[Recorded information]
PR #9, opened 2018-01-19
Add core interfaces

matt0bi:

It adds a collection of interfaces that define how a plugin and gordon interacts.

N/A

None

**Release note**:

```release-note
NONE
```

cc @spotify/alf

### DIFF
--- a/gordon/interfaces.py
+++ b/gordon/interfaces.py
@@ -1,0 +1,118 @@
+# -*- coding: utf-8 -*-
+# Copyright (c) 2017 Spotify AB
+#
+# Licensed under the Apache License, Version 2.0 (the "License");
+# you may not use this file except in compliance with the License.
+# You may obtain a copy of the License at
+#
+# http://www.apache.org/licenses/LICENSE-2.0
+#
+# Unless required by applicable law or agreed to in writing, software
+# distributed under the License is distributed on an "AS IS" BASIS,
+# WITHOUT WARRANTIES OR CONDITIONS OF ANY KIND, either express or implied.
+# See the License for the specific language governing permissions and
+# limitations under the License.
+
+from zope.interface import Attribute
+from zope.interface import Interface
+
+
+class IEventMessage(Interface):
+    """A discrete unit of work for Gordon to process.
+
+    Gordon expects plugins to return or accept objects that implement this
+    interface in order to route them to other plugins, and handle retries
+    or cleanup in case of errors.
+    """
+
+    def __init__(msg_id, data, history_log, phase=None):
+        """Initialize an EventMessage.
+
+        Args:
+            msg_id (str): Unique message identifier.
+            data (dict): Data required to update DNS records.
+            history_log (list): Log of actions performed on message.
+            phase (str): Current phase.
+        """
+
+    def append_to_history(entry):
+        """Append entry to the IEventMessage's history_log.
+
+        Args:
+            entry (str): Information to append to log.
+        """
+
+
+class IGenericPlugin(Interface):
+    """**Do not** implement this interface directly.
+
+    Use :py:class:`gordon.interfaces.IEventConsumerClient`,
+    :py:class:`gordon.interfaces.IEnricherClient`,
+    or :py:class:`gordon.interfaces.IPublisherClient` instead.
+    """
+    phase = Attribute('Plugin phase')
+
+    def __init__(config, success_channel, error_channel, loop, metrics=None):
+        """Initialize an EventClient object.
+
+        Args:
+            config (dict): plugin-specific configuration
+            success_channel (asyncio.Queue): a sink for successfully processed
+                IEventMessages.
+            error_channel (asyncio.Queue): a sink for IEventMessages that were
+                not processed due to problems.
+            loop (obj): object implementing asyncio.AbstractEventLoop.
+            metrics (obj): Optional obj used to emit metrics.
+        """
+
+    async def update_phase(event_msg):
+        """Update the phase of a message to current phase.
+
+        Args:
+            event_msg (IEventMessage): message with stale phase.
+        """
+
+
+class IEventConsumerClient(IGenericPlugin):
+    """Client for ingesting push/pull events for Gordon to process.
+
+    The client also  receives both successful and failed
+    :py:class:`gordon.interfaces.IEventMessage` objects from Gordon in order
+    to perform cleanup if needed.
+    """
+
+    async def start():
+        """Begin consuming messages using the provided event loop."""
+
+    async def cleanup(event_msg):
+        """Perform cleanup tasks related to a message.
+
+        Args:
+            event_msg (IEventMessage): message at the end of its life cycle.
+        """
+
+
+class IEnricherClient(IGenericPlugin):
+    """Client for processing (enriching) or filtering events received by Gordon.
+
+    Note that if no extra processing is required, the implementer can
+    immediately push the received event into the success_channel.
+    """
+
+    async def process(event_msg):
+        """Process message.
+
+        Args:
+            event_msg (IEventMessage): message to process.
+        """
+
+
+class IPublisherClient(IGenericPlugin):
+    """Client for publishing processed events to their destination."""
+
+    async def publish_changes(event_msg):
+        """Publish processed event to its destination.
+
+        Args:
+            event_msg (IEventMessage): message ready to be sent to destination.
+        """
--- a/.coveragerc
+++ b/.coveragerc
@@ -2,6 +2,7 @@
 branch = True
 source =
     gordon
+omit = gordon/interfaces.py
 
 [paths]
 source =
--- a/docs-requirements.txt
+++ b/docs-requirements.txt
@@ -1,2 +1,3 @@
 -e .
 sphinx==1.6.5
+repoze.sphinx.autointerface==0.8
--- a/docs/api.rst
+++ b/docs/api.rst
@@ -19,3 +19,22 @@ plugins_loader
 .. automodule:: gordon.plugins_loader
 
 .. autofunction:: gordon.plugins_loader.load_plugins
+
+
+interfaces
+----------
+
+.. autointerface:: gordon.interfaces.IEventMessage
+    :members:
+
+.. autointerface:: gordon.interfaces.IEventConsumerClient
+    :members:
+
+.. autointerface:: gordon.interfaces.IEnricherClient
+    :members:
+
+.. autointerface:: gordon.interfaces.IPublisherClient
+    :members:
+
+.. autointerface:: gordon.interfaces.IGenericPlugin
+    :members:
--- a/docs/conf.py
+++ b/docs/conf.py
@@ -58,6 +58,8 @@ extensions = [
     'sphinx.ext.napoleon',
     # link to other projects' documentation
     'sphinx.ext.intersphinx',
+    # allow autodoc to work with zope.interface interfaces
+    'repoze.sphinx.autointerface',
 ]
 
 # Add any paths that contain templates here, relative to this directory.
--- a/gordon/__init__.py
+++ b/gordon/__init__.py
@@ -15,7 +15,7 @@
 # limitations under the License.
 
 __author__ = 'Lynn Root'
-__version__ = '0.0.1.dev0'
+__version__ = '0.0.1.dev1'
 __license__ = 'Apache 2.0'
 __email__ = 'lynn@spotify.com'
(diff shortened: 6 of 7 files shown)


gordon/interfaces.py
```diff
@@ -0,0 +1,86 @@
...
+
+
+class IEventMessage(Interface):
+    id = Attribute('Unique message id')
+    phase = Attribute('Current phase of message')
+    data = Attribute('DNS change data')
+    history_log = Attribute('Log of actions performed on the message')
+
+    def __call__(id, data, phase=None):
+        """Initialize an EventMessage.
```
econchick: I can't quite understand from the zope docs why one would choose to use `__call__` instead of `__init__` when declaring an interface. Can you tell me why?

gordon/interfaces.py
```diff
@@ -0,0 +1,86 @@
...
+        Args:
+            config (dict): plugin-specific configuration
+            success_channel (asyncio.Queue): a sink for successfully created
+                IEventMessages.
+            error_channel (asyncio.Queue): a sink for invalid messages.
+            loop (obj): object implementing asyncio.AbstractEventLoop.
+            metrics (obj): Optional obj used to emit metrics.
+        """
+
+    async def update_phase(event):
```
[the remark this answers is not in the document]
econchick: (and same for the rest IMO)

gordon/interfaces.py
```diff
@@ -0,0 +1,86 @@
+from zope.interface import Attribute
+from zope.interface import Interface
+
+
+class IEventMessage(Interface):
```
econchick: Could we get a docstring for the class?

gordon/interfaces.py
```diff
@@ -0,0 +1,86 @@
...
+    id = Attribute('Unique message id')
+    phase = Attribute('Current phase of message')
+    data = Attribute('DNS change data')
+    history_log = Attribute('Log of actions performed on the message')
+
+    def __call__(id, data, phase=None):
+        """Initialize an EventMessage.
+
+        Args:
+            id (int): Unique message identifier.
```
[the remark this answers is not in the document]
matt0bi: Yeah, I think this can wait until v2 so we can tackle this once we get there :). From a quick glance, it looks like different message queues use different id schemes (random, sequential, long, short, etc) so the chance is low, but it's there.

This also made me realize that a message id doesn't have to be an integer, it could be an alphanumeric string, so I changed the type of `msg_id` to `str` (from `int`).

gordon/interfaces.py
matt0bi: Thanks for catching this. I got [this part of the zope docs](https://docs.zope.org/zope.interface/README.html#declaring-provided-interfaces) all wrong. After messing around with interfaces in ipython, I updated all the interfaces to use `__init__`.

The zope docs show an example in which the `__init__` method to be different from other methods because it's a class method, which means that its definition should be part of a `IFooFactory` interface instead of `IFoo`.

I don't see any downsides of letting `IFoo` define an `__init__` method so I'll go with this more concise approach.

gordon/interfaces.py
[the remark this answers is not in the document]
matt0bi: I changed it to the more readable `event_message` :+1:

gordon/interfaces.py
matt0bi: Good idea! I added a docstring, I went for communicating intent and descriptiveness, do you think it explains the role of EventMessages?

matt0bi:
Thanks for checking this out @lynn - I made the requested changes, can you PTAL?

gordon/interfaces.py
```diff
@@ -0,0 +1,107 @@
...
+    phase = Attribute('Plugin phase')
+
+    def __init__(config, success_channel, error_channel, loop, metrics=None):
+        """Initialize an EventClient object.
+
+        Args:
+            config (dict): plugin-specific configuration
+            success_channel (asyncio.Queue): a sink for successfully created
+                IEventMessages.
+            error_channel (asyncio.Queue): a sink for invalid messages.
```
econchick: I think "successfully created IEventMessage" and "invalid messages" is not the correct wording. Not sure what would be correct, but something like "sink for messages when plugin client successfully processes message" and "...failed to process message"

gordon/interfaces.py
```diff
@@ -0,0 +1,107 @@
...
+
+    async def update_phase(event_msg):
+        """Update the phase of a message to current phase.
+
+        Args:
+            event_msg (IEventMessage): message with stale phase.
+        """
+
+
+class IEventClient(IGenericPlugin):
```
econchick: Hmm just thought: we have `IEnricherClient` and `IPublisherClient`. Maybe this should be `IEventConsumerClient`?

gordon/interfaces.py
```diff
@@ -0,0 +1,107 @@
...
+
+    async def start():
+        """Schedule the EventClient task for execution in an event loop.
```
econchick: I am thinking you meant to say `EventClient` and not `IEventClient`, and mean `EventClient` to be the implementing class. But it might be confusing. Perhaps something simpler like "Start consuming (processing?) messages in the provided event loop".

gordon/interfaces.py
```diff
@@ -0,0 +1,107 @@
...
+
+        Args:
+            entry (str): Information to append to log.
+        """
+
+
+class IGenericPlugin(Interface):
+    """Do not implement this interface directly.
+
+    Use IEventClient, IEnricherClient, or IPublisherClient instead.
```
econchick: Could you wrap each object here in back-ticks? [Quick example](https://github.com/spotify/gordon-gcp/blob/develop/gordon_gcp/compute.py#L17). Sphinx will format it nicely :) I think you can even have them auto-linked if you do something like 

```
:ref:`gordon.interfaces.IEventClient`
```

gordon/interfaces.py
```diff
@@ -0,0 +1,107 @@
...
+
+    async def cleanup(event_msg):
+        """Perform cleanup tasks related to a message.
+
+        Args:
+            event_msg (IEventMessage): message at the end of its lifecycle.
+        """
+
+
+class IEnricherClient(IGenericPlugin):
```
econchick: Maybe we can get some docstrings on all three clients like the event message :) I really like the tone/approach you did with the event message one.

gordon/interfaces.py
```diff
@@ -0,0 +1,107 @@
...
+
+
+class IEventMessage(Interface):
+    """A discrete unit of work for Gordon to process.
+
+    Gordon expects plugins to return or accept objects that implement this
+    interface in order to route them to other plugins, and handle retries
+    or cleanup in case of errors.
+    """
+    msg_id = Attribute('Unique message id')
```
econchick: another silly zope q: why both an `Attribute` and in the initializer?

matt0bi: I think it makes it clearer that the implementing object is expected to have these attributes vs. just accepting them in the initializer.

gordon/interfaces.py
```diff
@@ -0,0 +1,123 @@
...
+
+    async def update_phase(event_msg):
+        """Update the phase of a message to current phase.
+
+        Args:
+            event_msg (IEventMessage): message with stale phase.
+        """
+
+
+class IEventConsumerClient(IGenericPlugin):
```
econchick: I wonder if we should (or even, if there's a way) declare the phase for each plugin, since we're only supporting certain explicitly defined ones (something like `consume` (or `event`?), `enrich`, `publish`, `done`, `drop`). Or, are we trying to be forward-thinking to allow flexibility?

gordon/interfaces.py
```diff
@@ -0,0 +1,123 @@
...
+    """Client for ingesting push/pull events for Gordon to process.
+
+    The client also  receives both successful and failed
+    :py:class:`gordon.interfaces.IEventMessage` objects from Gordon in order
+    to perform cleanup if needed.
+    """
+
+    async def start():
+        """Begin consuming messages using the provided event loop.
+        """
```
econchick: Nitpick - can this be all on one line?

gordon/interfaces.py
```diff
@@ -0,0 +1,123 @@
...
+        """Process message.
+
+        Args:
+            event_msg (IEventMessage): message to process.
+        """
+
+
+class IPublisherClient(IGenericPlugin):
+    """Client for publishing processed events to their destination.
+    """
```
econchick: Same nitpick here 😬

econchick:
@matt0bi in a separate commit (or PR, which ever) could you also bump the dev version & add git tags so that it's released on PyPI?

gordon/interfaces.py
matt0bi: I'm going to go for the "more flexibility" direction and leave this part more open to change. We can revisit this in a while and see if we need to tighten things up instead.

matt0bi:
@econchick I addressed your feedback, can you please take another look?

Also, I can't reply to the comment about `zope.interface.Attribute` so I'll do it here:

> Having class attributes that are actually expected to be specific to each instantiation of the class doesn't make much sense to me, and will actually lead to ugly behavior.
> So, I'd argue all these attributes should actually just be args to the __init__ method, rather than leading to potential confusion that I had (are these meant to be class attributes?).
> I'm open to being convinced otherwise if you feel strongly about Attribute.

I don't feel strongly about it and I can see how that's confusing. I googled around to see if there's a way to specify class/instance attributes with zope but I haven't found anything. The zope docs do say that methods are _attributes_ on a class, which makes sense, but doesn't really help with specifying object attributes, so went with having the attributes be args to the initializer.

gordon/interfaces.py
```diff
@@ -0,0 +1,118 @@
...
+
+class IEventMessage(Interface):
+    """A discrete unit of work for Gordon to process.
+
+    Gordon expects plugins to return or accept objects that implement this
+    interface in order to route them to other plugins, and handle retries
+    or cleanup in case of errors.
+    """
+
+    def __init__(msg_id, data, phase=None, history_log=None):
```
econchick: Will there ever be a time where a new event message will be initialized with some content in the history log? I'm wondering if there should be some `setter`/getter functionality instead that the `append_to_history` makes use of (I don't know, just typing half-baked/uncaffeinated ideas).

gordon/interfaces.py
```diff
@@ -0,0 +1,118 @@
...
+
+
+class IGenericPlugin(Interface):
+    """**Do not** implement this interface directly.
+
+    Use :py:class:`gordon.interfaces.IEventConsumerClient`,
+    :py:class:`gordon.interfaces.IEnricherClient`,
+    or :py:class:`gordon.interfaces.IPublisherClient` instead.
+    """
+    phase = Attribute('Plugin phase')
```
econchick: Just thinking out loud: I wish there was a way - either thru zope or elsewhere - to have an enum of supported values for `phase`. 🤷‍♀️

gordon/interfaces.py
matt0bi: There might be a case when it's init'ed with eg. `[f'Created msg at {datetime.now()}']`, but I think that the usual case will involve init'ing it with an empty list. I'd prefer this to setter/getter methods to keep the interface leaner, unless you feel strongly about this?

gordon/interfaces.py
matt0bi: I think this is possible through zope's [invariants](https://docs.zope.org/zope.interface/README.html#invariants) - it would be good if this invariant was the only place where these phases are defined (eg. `gordon.interfaces.PHASES`). Do you know if we will/already define them some place else, like the config?

gordon/interfaces.py
econchick: Ah, hmm. Well first, "...the usual case will involve init'ing it with an empty list" is not true when you have `history_log=None`. Granted, it shouldn't be `history_log=[]` in the args. But it's not necessarily obvious to a plugin that an event message should be initialed with an empty list. 

Yeah I don't know the best approach, so let's leave it at this and change later if we want.

matt0bi: Good point @econchick, I switched the `history_log` arg into being a required param, which should make it stand out more (and the fact that it should be a mutable sequence).

matt0bi:
Thanks for the patience @econchick! I've addressed your latest feedback, do you mind taking a look?

gordon/interfaces.py
econchick: Constants might be a good idea. The invariant thing might be as well. I'd say let's move on and add/update if we find we need something like this.

econchick:
@matt0bi :+1:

[Instructions to follow] Transcribe the opening lines of the listing exactly, please. Stop after the line that contains "in writing, software".

[Solved exercise]
PR #9, opened 2018-01-19
Add core interfaces

matt0bi:

It adds a collection of interfaces that define how a plugin and gordon interacts.

N/A

None

**Release note**:

```release-note
NONE
```

cc @spotify/alf

### DIFF
--- a/gordon/interfaces.py
+++ b/gordon/interfaces.py
@@ -1,0 +1,118 @@
+# -*- coding: utf-8 -*-
+# Copyright (c) 2017 Spotify AB
+#
+# Licensed under the Apache License, Version 2.0 (the "License");
+# you may not use this file except in compliance with the License.
+# You may obtain a copy of the License at
+#
+# http://www.apache.org/licenses/LICENSE-2.0
+#
+# Unless required by applicable law or agreed to in writing, software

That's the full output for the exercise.